Жил когда-то в нашей деревне гармонист по фамилии Граб. Так он один играл за целый оркестр, барабан только еще брал в помощь. Вроде играет на гармони, а слышишь и скрипку, и кларнет, и тромбон, и костельный орган. И почти не растягивал гармонь, пальцами нажимал на кнопки, и все. А пальцы у него гнулись в обе стороны, будто лозинки. Не было ему равных в нашей округе, да и подальше, пожалуй. А когда слег Граб, потому что очень уже старый стал, пристроил гармонь на табуретке рядом с собой и, едва смерть к нему приближалась, смерти играл. И она отступалась. И небось жил бы старик, покуда у самого не пропала б охота. Но что-то у него в гармони разладилось – кнопки вроде не западали, и растягивалась хорошо, но из мехов как будто дух вышел. И помер Граб. Люди говорили, что такой музыки, какую он своей смерти играл, никто в жизни не слыхивал, а может, и на свете никогда не было такой. Мороз по коже драл, и кошки убегали из хат, собаки выли, лошади из упряжек рвались. И кто ни проходил у Граба под окном, когда тот играл, непременно останавливался, потому что цепенел весь.

Только было это давно, и войны не было, может, смерть тогда и любила послушать музыку. А в войну смерть глухая. И музыканты своею игрой только того добились, что вздернули их на одной акации и инструментов не попортили, а повесили вместе с ними. Гармониста с гармонью, скрипача со скрипкой, барабанщика с барабаном на животе, и так всех. А какой-то еще их сфотографировал, а другой прошил очередью барабан.

Вел мужик корову к быку, тоже повесили. Другой, дурак, вышел из хаты, любопытно ему было на немцев поглядеть. Может, его бы и не тронули, потому что он во дворе стоял, только макушка торчала из-за плетня. Но, видать, захотелось ему им понравиться, он возьми да сними с головы шапку и поклонился. И до того понравился, что они его повесили. А еще одного спросили, где солтыс[14] живет. А он не понял и стал головой мотать, руками разводить, не понимает, мол. Да и как он мог понять, когда наша речь из земли, а ихняя из железа, а земля железо никогда не поймет. Ну и его тоже вздернули.
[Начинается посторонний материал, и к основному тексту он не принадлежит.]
Issue #2651, opened 2025-10-22
🚀 Feature Request: support `null`-unions in `convertJsonSchemaToParameter`


phryneas:
### 🎤 Tell us your idea

Currently, `convertJsonSchemaToParameter` doesn't support arrays in the `type` property. It should at least support `null`, since OpenAI actually doesn't support "optional" properties, but does allow something like `type: ["null", "string"]` to be passed in.

A schema like

```js
const schema = {
  type: "object",
  properties: {
    primaryTypeDisplayName: {
      type: ["object", "null"], // nullable union type
      properties: {
        text: { type: "string" },
        languageCode: { type: "string" },
      },
      required: ["text", "languageCode"],
    },
  },
};
```

would currently result in

```js
const parameters = [
  {
    name: "primaryTypeDisplayName",
    type: "string",
  },
];
```
which is 100% not the intended outcome.

PR #2652, opened 2025-10-22
add support for null-unions in `convertJsonSchemaToParameter`

phryneas:
## What does this PR do?

Currently, `convertJsonSchemaToParameter` doesn't support arrays in the `type` property. It should at least support `null`, since OpenAI actually doesn't support "optional" properties, but does allow something like `type: ["null", "string"]` to be passed in.

A schema like

```js
const schema = {
  type: "object",
  properties: {
    primaryTypeDisplayName: {
      type: ["object", "null"], // nullable union type
      properties: {
        text: { type: "string" },
        languageCode: { type: "string" },
      },
      required: ["text", "languageCode"],
    },
  },
};
```

would currently result in

```js
const parameters = [
  {
    name: "primaryTypeDisplayName",
    type: "string",
  },
];
```

which is 100% not the intended outcome.

With this PR, it results in

```js
const parameters = [
  {
    name: "primaryTypeDisplayName",
    description: undefined,
    type: "object", // Should be 'object', not 'string'
    required: false, // Should be optional since it can be null
    attributes: [
      { name: "text", description: undefined, type: "string" },
      { name: "languageCode", description: undefined, type: "string" },
    ],
  },
];
```

This doesn't support more complicated unions or nullable-elements in arrays (since there's no way in the current `parameters.type` to express that), but it should already improve a lot.

## Related PRs and Issues

#2651

## Checklist

## Summary by CodeRabbit

* **New Features**
  * Added support for nullable JSON schema types, enabling optional fields to be properly recognized and represented in parameter definitions.
  * Enhanced schema handling to support union types that include null values.

* **Improvements**
  * Improved error handling and messaging for unsupported schema scenarios involving complex nested types.

### DIFF
--- a/CopilotKit/packages/shared/src/utils/json-schema.test.ts
+++ b/CopilotKit/packages/shared/src/utils/json-schema.test.ts
@@ -4,6 +4,7 @@ import {
   actionParametersToJsonSchema,
   jsonSchemaToActionParameters,
   JSONSchema,
+  NullableJSONSchema,
 } from "../utils/json-schema";
 import { zodToJsonSchema } from "zod-to-json-schema";
 import { Parameter } from "../types";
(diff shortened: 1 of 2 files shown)


mme:
Thanks for the effort you put into this PR. We’re planning substantial changes to the JSON schema in the upcoming release, so this change will be superseded. Because of that, we’ll close the PR for now.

Еще повесили ясеньского помещика, из той усадьбы, откуда забрали веревки у коров. Его, правда, на воротах, не на акации. Было в усадьбе трое ворот, двое обыкновенные, поплоше, на каждый день, а третьи, как говорится, для больших праздников. Те двое со стороны деревни, а третьи глядели на ту самую, обсаженную акациями дорогу, и вела к ним длинная липовая аллея, по которой въезжали прямо во двор, к дворцу. Обычно они стояли запертые, и открывали их только по торжественным случаям, когда балы устраивали или какой-нибудь важный гость приезжал. Даже помещик с помещицей в костел по воскресеньям ездили через боковые ворота. А вот когда помещикова дочка Клементина возвращалась на каникулы из города домой, парадные ворота с раннего утра стояли распахнутые настежь. И мальчишки из усадьбы, и деревенская ребятня залезали на придорожные деревья и высматривали, не показалась ли вдалеке коляска с барышней. Получали за это по двадцать грошей. А когда коляска показывалась, передавали весть с дерева на дерево, по всем этим акациям, липам до ворот и дальше, через парк, во дворец: едет. Кто живой, все выходили из дворца – не говоря уж о помещике, помещице, кузенах, но и лакеи, горничные, кухарки, повара. А когда коляска въезжала во двор, не давали барышне самой вылезти, а срывали ее, будто цветок, с сиденья и ставили на ступеньки перед матерью с отцом. А барышня, счастливая, всем улыбалась, со всеми щебетала и некоторым из слуг бросалась на шею, иной раз шляпка слетала у ней с головы и катилась вниз по ступеням. И все кидались эту шляпку ловить. Бывало, обед подгорал, но никого не ругали: это же из-за барышни.